» **Problem**:
Copy every line of the records that includes the word "think".
━━━ Exercise inputs
PR #471, opened 2014-01-27
Rect points

mwieder:
Allows getting "the effective points" of graphic rectangles, round rectangles, and regular polygons.
This allows for some things that are difficult at present: setting the points of a freeform polygon to one of several regular polygon objects; moving an image around the points of a regular polygon, etc.

### DIFF
--- a/engine/src/graphic.cpp
+++ b/engine/src/graphic.cpp
@@ -411,6 +411,26 @@ void MCGraphic::setrect(const MCRectangle &nrect)
 		else
 			MCU_offset_points(realpoints, nrealpoints, nrect.x - rect.x, nrect.y - rect.y);
 	}
+	else if (getstyleint(flags) == F_G_RECTANGLE || getstyleint(flags) == F_ROUNDRECT)
+	{
+		nrealpoints = 4;
+		realpoints = new MCPoint[nrealpoints];
+		realpoints[0].x = nrect.x;
+		realpoints[0].y = nrect.y;
+		realpoints[1].x = nrect.x + nrect.width;
+		realpoints[1].y = nrect.y;
+		realpoints[2].x = nrect.x + nrect.width;
+		realpoints[2].y = nrect.y + nrect.height;
+		realpoints[3].x = nrect.x;
+		realpoints[3].y = nrect.y + nrect.height;
+		if (oldpoints == NULL)
+		{
+			oldpoints = new MCPoint[nrealpoints];
+			uint2 i = nrealpoints;
+			while (i--)
+				oldpoints[i] = realpoints[i];
+		}
+	}
 	if (m_fill_gradient != NULL)
 		setgradientrect(m_fill_gradient, nrect);
 	if (m_stroke_gradient != NULL)
--- a/engine/src/graphic.cpp
+++ b/engine/src/graphic.cpp
@@ -367,7 +367,28 @@ Boolean MCGraphic::doubleup(uint2 which)
 
 void MCGraphic::setrect(const MCRectangle &nrect)
 {
-	if (realpoints != NULL)
+	// MDW-2014-01-19: [[ feature_rect_points ]] set the points of rectangles and rounded rectangles
+	if (getstyleint(flags) == F_G_RECTANGLE || getstyleint(flags) == F_ROUNDRECT)
+	{
+		nrealpoints = 4;
+		realpoints = new MCPoint[nrealpoints];
+		realpoints[0].x = nrect.x;
+		realpoints[0].y = nrect.y;
+		realpoints[1].x = nrect.x + nrect.width;
+		realpoints[1].y = nrect.y;
+		realpoints[2].x = nrect.x + nrect.width;
+		realpoints[2].y = nrect.y + nrect.height;
+		realpoints[3].x = nrect.x;
+		realpoints[3].y = nrect.y + nrect.height;
+		if (oldpoints == NULL)
+		{
+			oldpoints = new MCPoint[nrealpoints];
+			uint2 i = nrealpoints;
+			while (i--)
+				oldpoints[i] = realpoints[i];
+		}
+	}
+	else if (realpoints != NULL)
 	{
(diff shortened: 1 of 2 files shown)


mwieder:
This pull request has been sitting around for a while. I just updated it to better code... any chance someone could take a look at it?

runrevmark:
Hi Mark - didn't quite get around to looking at it today, but should tomorrow! Thanks for your patience.

mwieder:
Thanks. Patience actually paid off because I found a better way of implementing it in the intervening months. Note: I haven't tackled the points of an oval, and I'm debating whether there's a good use case for that - the only thing I can think of is moving a graphic along the points of an oval.

runrevmark:
Hi Mark,

I've taken an initial look at this and it's looking good. My only suggestion would be to not use realpoints/points fields in the generators for the points for things that don't have points. Instead, just generate into a temporary buffer, unparse, then delete the temporary buffer. (This would side-step sorting out a couple of memory leaks which I think might be lurking - I've marked them in the code).

Indeed, you could have a method for each of the shape-types which don't have realpoints, that generate the points array - this would nicely refactor the code in ::draw which deals with the regular polygons (which could also be done on the fly) and mean that the 'points' field in MCGraphic becomes redundent. (Time taken to generate points for a regular polygon is vastly less than the time taken to render the resulting path to the context - so there's no issue about performance here). For example:

bool MCGraphic::getpointsforrect(MCPoint_& r_points, int& r_point_count) { ... }
bool MCGraphic::getpointsforregular(MCPoint_& r_points, int& r_point_count) { ... }

Thanks again,

Mark.

engine/src/graphic.cpp
```diff
@@ -546,14 +547,119 @@ Exec_stat MCGraphic::getprop(uint4 parid, Properties which, MCExecPoint& ep, Boo
...
+				nrealpoints = 0;
+				MCU_roundrect(realpoints, nrealpoints, geteffectiverect(), roundradius);
+				MCU_unparsepoints(realpoints, nrealpoints, ep);
+				break;
+			}
+			case F_G_RECTANGLE:
+			{
+				MCRectangle nrect = geteffectiverect();
+				nrealpoints = 4;
+				realpoints = new MCPoint[nrealpoints];
```
runrevmark: I think there's a memory leak here as its reallocating realpoints each time the points of a rectangle are fetched.

engine/src/graphic.cpp
```diff
@@ -546,14 +547,119 @@ Exec_stat MCGraphic::getprop(uint4 parid, Properties which, MCExecPoint& ep, Boo
 		ep.setint(nsides);
 		break;
 	case P_POINTS:
-		MCU_unparsepoints(realpoints, nrealpoints, ep);
+		// MDW-2014-06-14: [[ rect_points ]] allow effective points as read-only
+		p_flags = getstyleint(flags);
+		if (p_flags == F_ROUNDRECT || p_flags == F_G_RECTANGLE)
```
runrevmark: This should probably include F_REGULAR too - as you can't set the points of a regular graphic as they are defined by the other properties.

(You can set the points property, if style is regular, but I don't believe it has any effect until you set the style to polygon or curve - i.e. one of the styles that uses the realpoints).

mwieder: Quite right - I had F_REGULAR in there and then with sudden loss of clarity deleted it. I'll put it back forthwith. I don't think setting the points of rectangles, rounded rectangles, or regular polygons is a particularly good idea - there's too much validation involved to ensure that the angles and point placements are correct - that's why I enforce the "effective" modifer.

engine/src/graphic.cpp
mwieder: I think you're probably correct. The whole points/oldpoints/realpoints/markerpoints and delpoints()  thing is quite confusing and undocumented. I found that realpoints did what I wanted and stopped there. I'll see about patching the leak.

mwieder:
OK - refactored, cleaned up the memory leaks, pulled F_REGULAR back into the fold, and created new functions to return the points of rects, roundrects, and regular polygons. The regular polygon function is now integrated into the ::draw method as well. I'm at a loss as to how to determine the points of an oval - seems like squaring the circle, but the draw method seems capable of drawing a circle through the fillarc function.

engine/src/graphic.cpp
```diff
@@ -546,14 +550,97 @@ Exec_stat MCGraphic::getprop(uint4 parid, Properties which, MCExecPoint& ep, Boo
...
+		switch (graphic_type)
+		{
+			case F_ROUNDRECT:
+			{
+				fakepoints = NULL;
+				nfakepoints = 0;
+				get_points_for_roundrect(fakepoints, nfakepoints);
+				MCU_offset_points(fakepoints, nfakepoints, -trect.x, -trect.y);
+				MCU_unparsepoints(fakepoints, nfakepoints, ep);
+				break;
```
runrevmark, line 618: I think you need to delete fakepoints here too as MCU_round_rect I believe allocates a new array if the input array is nil.

runrevmark:
Hi Mark - this is almost there I think... There's a potential memory leak I've marked in the pull request, but apart from that it looks fine.

In terms of the oval / arc etc. then this is a little tricky, yes - I'll have a think about the best way to handle that (for completeness it would be useful to have).

Separating out the point computation methods has made the code a bit neater (as you mentioned above MCGraphic is not the prettiest of coding constructs!).

Thanks,

Mark.

mwieder:
Ah... good point. I guess it makes sense that the point array has to be created _somewhere_. I'll get that patched up tonight. Also - do you have a preference for coding style between CamelCase and snake_case? I notice that most of the functions are just stringwordstogetherstyle which I find hard to read.

runrevmark:
Hi Mark - thanks for getting that sorted quickly. I've merged this into develop via 'feature-effective_graphic_points' in the livecode repo. This should appear in the next dp of 6.7.

Thanks again,

Mark.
━━━━━━
» **Response to this exercise**:
Thanks. Patience actually paid off because I found a better way of implementing it in the intervening months. Note: I haven't tackled the points of an oval, and I'm debating whether there's a good use case for that - the only thing I can think of is moving a graphic along the points of an oval.
I've taken an initial look at this and it's looking good. My only suggestion would be to not use realpoints/points fields in the generators for the points for things that don't have points. Instead, just generate into a temporary buffer, unparse, then delete the temporary buffer. (This would side-step sorting out a couple of memory leaks which I think might be lurking - I've marked them in the code).
runrevmark: I think there's a memory leak here as its reallocating realpoints each time the points of a rectangle are fetched.
mwieder: Quite right - I had F_REGULAR in there and then with sudden loss of clarity deleted it. I'll put it back forthwith. I don't think setting the points of rectangles, rounded rectangles, or regular polygons is a particularly good idea - there's too much validation involved to ensure that the angles and point placements are correct - that's why I enforce the "effective" modifer.
mwieder: I think you're probably correct. The whole points/oldpoints/realpoints/markerpoints and delpoints()  thing is quite confusing and undocumented. I found that realpoints did what I wanted and stopped there. I'll see about patching the leak.
runrevmark, line 618: I think you need to delete fakepoints here too as MCU_round_rect I believe allocates a new array if the input array is nil.
Hi Mark - this is almost there I think... There's a potential memory leak I've marked in the pull request, but apart from that it looks fine.
In terms of the oval / arc etc. then this is a little tricky, yes - I'll have a think about the best way to handle that (for completeness it would be useful to have).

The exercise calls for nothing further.